CINE › LA DIRECTORA SUIZA URSULA MEIER HABLA DE SU OBRA Y SUS MéTODOS

“El cine es un equilibrio entre razón e intuición”

La realizadora de Home llegó por primera vez a Buenos Aires para presentar una retrospectiva completa de su obra, que incluye el preestreno local de su film más reciente, La hermana, ganador del Oso de Plata en el Festival de Berlín del año pasado.

 Por Oscar Ranzani

Una verdadera ciudadana europea. Esta clasificación le calza como un guante a la cineasta Ursula Meier: nació en Besançon, Francia, en 1971, pero en la actualidad vive entre Bruselas, París y Ginebra. Meier es también ciudadana suiza y fue noticia mundial en 2012, cuando su segundo largometraje de ficción, La hermana (L’Enfant d’en haut), fue premiado con el Oso de Plata, Premio Especial del Jurado en el Festival de Berlín. Para ese momento ya había dirigido su primera ficción, Home –protagonizada por Isabelle Huppert y estrenada en la Argentina en 2009–, dos documentales y un puñado de cortos que fueron su acceso al universo cinematográfico. Con un pasado como gran deportista y excelente alumna de matemáticas, Meier decidió dedicarse a la realización cinematográfica en 1990, cuando ingresó al Institut des Arts de Diffusion (IAD) de Bélgica. Y fue precisamente el corto que realizó para terminar su carrera la punta del iceberg de lo que en la actualidad es el cine de esta prestigiosa cineasta franco-suiza. Invitada por Swiss Films y la Fundación Cinemateca Argentina, Meier llegó a la lluviosa Buenos Aires para presentar el ciclo que desde hoy podrá verse en la Sala Leopoldo Lugones del Teatro San Martín (Avda. Corrientes 1530). Encuentro con Ursula Meier permitirá al público local conocer su filmografía completa: sus cortos, sus documentales y sus ficciones, incluyendo el preestreno de La hermana, que la distribuidora Ifa Cinena lanzará comercialmente una semana después.

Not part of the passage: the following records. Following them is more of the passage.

PR #651, opened 2024-04-21
fix(qbit/injection): correctly assign categories and autotmm

zakkarry:
After the update to the linking, there's now an issue with the logic used in qbittorrent inject() function which leaves dataCategory being assigned for all torrents if linking is enabled.

This addresses that, and fixes autotmm assignment as well.

After this is merged, both `legacyLinking` as true and false will operate with qbit as we intend, and even if qbitmanage is set `force_auto_tmm: true` and forces `autotmm` on - it won't change the path unless the category or savepath is changed (this could be done by cat_change in qbitmanage and needs to be addressed in qbitmanage. there is nothing more we can do from our side)

- [x] test changing cat with autotmm disabled after injection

A diferencia de otros cineastas que eligen un género u otro, Meier dirigió tanto documentales como ficciones, dejando siempre el sello que distingue a su cine. Recuerda que no es por casualidad que su primer documental haya sido sobre un escritor: “Me fascinaba alguien que pasó su vida escribiendo palabras, en relación a mí, que escribía tan poco”, señala en diálogo con Página/12, sobre En torno a Pinget, film que abre el ciclo y que enfoca sobre el escritor y dramaturgo suizo Robert Pinget, autor de treinta novelas y numerosas obras teatrales. “Era un escritor que jugaba con la contradicción, multiplicación de puntos de vista, verdades a medias. Y eso también me interesó. Me sentía muy cercana a su ideología literaria”, confiesa Meier, quien también realizó otro documental, Ni canas, ni negros, ni blancos. Este film aborda la historia de un gendarme de Ginebra, ex militante de un partido de extrema derecha que viró 180 grados su ideología al fomentar un proyecto de integración para modificar las relaciones entre la policía de Ginebra con las comunidades extranjeras que habitan esa ciudad. “Es alguien que tiene un recorrido loco, porque era un militante de extrema derecha, violento, y cambió. Yo necesitaba saber que este cambio era cierto antes de empezar a filmar. Pasé meses con él y, en un momento dado, me di cuenta de que era alguien muy inteligente como para cuestionarse, que nació en una familia muy racista y, en un momento, quiso orden y eligió ser policía para poder poner orden en ese caos familiar”, cuenta Meier.

Protagonizada por Isabelle Huppert, Home narra la historia de una familia cuyo hogar está emplazado a tres metros de una autopista que hace diez años que no se inaugura. Hasta que finalmente eso sucede y la convivencia familiar, en apariencia tranquila, poco a poco se desmorona. Y mientras en Home se observa de lejos el viaje de los vehículos que transitan por la autopista, el film es ante todo un recorrido interno y mental casi hasta el borde de la locura y el aislamiento de una familia. Con este análisis coincide Meier, quien señala que “la fuerza de la película consistía en que esa autopista fuera abstracta: ruido, polución en el jardín, basura, bocinas y, en el fondo, es como un río que corre frente a la casa que es una especie de pantalla sobre la que los personajes proyectan sus neurosis”.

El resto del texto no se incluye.